No devices were found

hello, i have a problem about program “nvidia-smi”。when i exec nvidia-smi,it reported “No devices were found”。
and i sometimes reported just one of my GPUs infomation
my environment:
OS: Ubuntu 18.04 LTS Server
Kernel: 4.15.0-163-generic
GPU: RTX3080 * 2

this my log:
nvidia-bug-report.log.gz (468.4 KB)

Hi @user76356 , thanks for bringing this up.

Checking your report log I can see repetition of this messsage:
[ 2143.889863] NVRM: GPU 0000:65:00.0: rm_init_adapter failed, device minor number 0
[ 2154.838560] NVRM: GPU 0000:65:00.0: RmInitAdapter failed! (0x23:0xffff:1204)

Looking through the Linux forums (where I moved the topic as well) I can see a lot threads showing different possible reasons for these initialization failures.

One possible solution is of course to update to the latest driver 470.86, following the installation instructions very closely.

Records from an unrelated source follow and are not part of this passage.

PR #1065, opened 2015-06-21
Update forum_post.php

skcihmit:
under function updateReply()
$url = e107::url('forum','topic',$this->data,true);
to
$url = e107::url('forum','topic',$this->data);

With true at the end, I get the redirect url creating a recursive e107_plugins/forum within the url and causing a 404.


CaMer0n:
Thank you!! :+1:

PR #1067, opened 2015-06-22
Multi-language for News/Admin

e107bg:


CaMer0n:
I'm sorry, but I can't merge this because it erases e107.htaccess. Also, there are some terms which should be candidates for inclusion in lan_admin.php . eg. 'width', 'height', 'theme' etc.

PR #1073, opened 2015-06-23
Multi-language for e107

e107bg:


Moc:
Wouldn't it be better to do something like this, in https://github.com/e107bg/e107/commit/7c443062193164047cc9fe23c90545168793305c :

```php
define("ADLAN_MM_1", "The folder [x] is not writable. Please correct before proceeding.");
```

And then:
```php 
$tp->lanVars(ADLAN_MM_1, e_MEDIA)
```


Currently the LAN is not optimized. It means more work for translators and also tricker for developers as some languages may not use the same language structure.

CaMer0n:
Unfortunately, too many issues and conflicts introduced in this commit.

PR #1076, opened 2015-06-25
LAN_DELETE and LAN_ERROR

tgtje:
Where possible changed old defines ( at file level) to new master lan's
decommented old defines and on plugin/page/e_search deleted the blank space after closing php tag


CaMer0n:
Excellent work! :+1:

PR #1086, opened 2015-06-26
Update forum_icons_template.php

mcpeace-maw:
This is the support for font icons in the forum front end. I try it and works.


CaMer0n:
If we put this here, it will need to be removed from bootstrap3/theme.php also.

mcpeace-maw:
I think is better to have it here for all themes that use Font Awesome 4 and remove it from bootstrap 3 theme.

PR #1089, opened 2015-06-27
Update forum_icons_template.php

mcpeace-maw:
Bootstrap theme use font awesome 3.2.1 and I added support for that version of font awesome too. The forum icons are OK now in this theme too but panel classes used now in the forum are added in bootstrap latest versions and the theme use bootstrap 3.2.1 so it need some new css to looks OK.


Moc:
1085

CaMer0n:
I believe it would be better to add Fontawesome4 to the bootstrap theme.

mcpeace-maw:
Yes I think the same.

PR #1, opened 2019-11-25
fix typo

radekosmulski:


sgugger:
Thanks for your PR. You need to make the change in `index.ipynb` since the README is auto-generated from it. I'll port this one, just warning for next time :).
Will also try to add a comment to markdown source but not source how to do that.

PR #4, opened 2019-11-29
added dockerfile

hamelsmu:


hamelsmu:
Ooops sorry, meant to test locally first will open a PR later

PR #6, opened 2019-11-29
Docker build

hamelsmu:
cc: @jph00 following up from our conversation this PR does the following:

- Uses Actions to build and push a docker container to DockerHub.  
- Edits the CI workflow to use the Docker container instead of building the environment in the workflow.  The advantage is for other people, they can use nbdev in their Action workflow without the overhead of building each time.

For this to work, you must

1. Create a DockerHub repo called `fastai/nbdev`
2. Save your username & password
3. Add the following [secrets to GitHub](https://help.github.com/en/actions/automating-your-workflow-with-github-actions/creating-and-using-encrypted-secrets) (1) `DOCKER_USERNAME` and (2) `DOCKER_PASSWORD`

- This PR edits the original `main.yml` to use the Docker container.  The way this file is setup, we will build the Docker container each time, but other people who use your template can instead do something like this.  I will make a PR in the template repo too

```yaml
name: CI
on: [push]

jobs:
  nbdev:
    name: Run nbdev checks
    needs: build_container
    runs-on: ubuntu-latest
    # use the container to run the checks
    container: fastai/nbdev
    steps:
    - uses: actions/checkout@v1
    - name: Read all notebooks
      run: |
        nbdev_read_nbs
    - name: Check if all notebooks are cleaned
      run: |
        echo "Check we are starting with clean git checkout"
        if [ -n "$(git status -uno -s)" ]; then echo "git status is not clean"; false; fi
        echo "Trying to strip out notebooks"
        nbdev_clean_nbs
        echo "Check that strip out was unnecessary"
        git status -s # display the status to see which nbs need cleaning up
        if [ -n "$(git status -uno -s)" ]; then echo -e "!!! Detected unstripped out notebooks\n!!!Remember to run tools/run-after-git-clone"; false; fi
    - name: Check if there is no diff library/notebooks
      run: |
        if [-n "$(nbdev_diff_nbs)"]; then echo -e "!!! Detected difference between the notebooks and the library"; false; fi
    - name: Run tests
      run: |
        nbdev_test_nbs
```


hamelsmu:
I made a corresponding PR in https://github.com/fastai/nbdev_template/pull/1 to reflect these changes

jph00:
Closing after discussion with @hamelsmu since we want to avoid users having a hard-coded py version.

aronchick:
Interesting question - what if we did this as a docker container with a hard coded python version? E.g. https://github.com/sethvargo/go-githubactions

jph00:
I'm not sure the upside (about 15 seconds saved in CI time) is worth the downside (both complexity, and challenges in integrating docker configuration with nbdev configuration).

PR #7, opened 2019-11-29
Tools

holyfiddlex:
Tools for notebook development, Mostly taken from the fastai_dev library but seem like good tools to have available when working on nbs. So far the tools are just the ones I used the most, store_attr, patches and delegates.

Still not finished, still want to make changes to allow chained decorators to work, change patching to work on classmethods, setters and getters and a delegate_args function. Also missing documenation, mostly checking to see if this is something the creators would be interested in adding or not.


sgugger:
The core of fastai v2 functionality (basically everything that is in fastai2.core) will be packaged in a separate repo. We'll tackle this once we've fully released nbdev, so there is no need pursuing this draft since we want nbdev to be just about exporting/testing/docs.

PR #11, opened 2019-12-03
small typo fix

Zymrael:
Minor fix in the README. Thanks for the great repo btw, jupyter only dev environments feel much more efficient now.


sgugger:
Thanks for your PR. As mentioned at the beginning of the README however, this typo fix is going to be useless since the README file is autogenerated from the idnex notebook. So next time we build the docs, it will be erased. I'll port your fix to that notebook but for next time, remember to change index.ipynb then run `make docs` :)

PR #14, opened 2019-12-04
Support of LaTeX in GitHub Pages added

kdorichev:
As suggested: [https://stackoverflow.com/a/46765337/6551233](https://stackoverflow.com/a/46765337/6551233)
Example of the result: [https://kdorichev.github.io/deeplearning/core](https://kdorichev.github.io/deeplearning/core)


jph00:
Thanks for the suggestion! I've actually added KaTeX to nbdev_template now since I've found that's a lot faster than mathjax.

PR #16, opened 2019-12-05
minor documentation updates 

gkennos:
* addition to getting started that is helpful if someone chooses to create new .ipynb instead of modifying provided sample 
* suggestion to make it clear the best way to import your generated module if storing notebooks anywhere other than project root, without requiring sys.path hacks


sgugger:
Thanks! I'll also add the solution to create a simlink when you have a path for the notebooks that's not just the origin.

PR #23, opened 2019-12-20
Improved Pep8 Compability for Autogenerated Code

penguinmenac3:
## Motivation

Even though this is a tiny change, for teams and single developers working on large projects, where pep8 and some other linting tool satisfaction is required for commit and push, this is a game changer, whereas the developer has control over the content of the cell, but not on how the cells are converted in auto generated code.

I do not want to make nbdev pep8 compatible, since I suppose you probably don't care for a reason, but this fix empowers the users who want to write pep8 compatible code with nbdev to do so.

## Issues Addressed

This change ensures that there are two empty lines between every cell. Pep8 requires to have two lines before  a function call. The code from the cells itself is not modified, only the auto generation process. ("PEP 8: expected 2 blank lines, found 1")

To further improve the "pep8 correctness" of auto generated code, the generated comments contain a space between the hash and the comment. ("PEP 8: block comment should start with '# '")


sgugger:
Thanks for your PR! After discussing it with Jeremy, we will merge this PR and amend it a little bit:
- the space after the # is fine
- the two lines between any cell is a bit more annoying for users would don't really care about PEP8 so we will make this configurable with an int (default to 1) in the settings.ini file. You can then set it to 2 to conform to PEP8.

I will ensure this doesn't impact the conversion back and forth or the diff scrip, every should be finished by the end of today.

Thanks again!

PR #27, opened 2019-12-23
Add permalink: pretty as default option in the _config.yml template.

daviddemeij:
When trying to deploy the nbdev documentation to an authenticated heroku app (using https://github.com/benbalter/jekyll-auth) it turned out that the extensionless URLs in the menu didn't work. When I manually added `.html` to the end of the URL I did find the page.

This was easily fixed (although it took some time to find this solution) by adding a parameter `permalink: pretty` to `_config.yml`.

### DIFF
--- a/docs/_config.yml
+++ b/docs/_config.yml
@@ -56,6 +56,7 @@ defaults:
       tooltip: true
 
 sidebars: [home_sidebar]
+permalink: pretty
 
 #theme: jekyll-theme-cayman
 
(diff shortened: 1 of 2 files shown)


sgugger:
This file is auto-generated from the [template module](https://github.com/fastai/nbdev/blob/master/nbdev/template.py) so you should add the same there (line 107) otherwise it won't be effective on new modules.

daviddemeij:
I was looking for something like that but I couldn't find it so I thought it was generated from the config in the docs somehow, thanks for the tip! I added it to that file as well now.

sgugger:
Thanks a lot!

PR #31, opened 2019-12-31
Update autogenerated text to use relative path between lib code and nbs

ltirrell:
Previously, running `notebook2script` created autogenerated text saying that the notebook used to generate library code was in `f'dev/{nb_name}'`. Now, the relative path between the code and the ipynb is used.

And one of the more common possible solutions is to enable the nvidia persistence daemon:

If neither of those help, I am sure we can find additional suggestions for you.

1 Like

Since this is only happening after about 40 minutes and they’re built into a server running headless, please start by properly setting up nvidia-persistenced to start on boot and make sure it’s continuously running.
If the issue is still occuring, I suspect an airflow issue, thus the gpus are overheating. Please monitor temperatures.
The gpus likely are blocking airflow/heating up each other if they’re in neighbouring slots since those are consumer type cards. Please check.


thanks,i tried to control temperature,and things get better。BTW, is there some tools can help me read “nvidia-bug-report.log.gz”?

1 Like

thanks, i tried to control temperature,and things get better

The bug report is simply a text log file that is zipped up to make it smaller and easier to share.

You can unzip it with any ZIP tool like 7-Zip on Windows or unzip or gzip on Linux.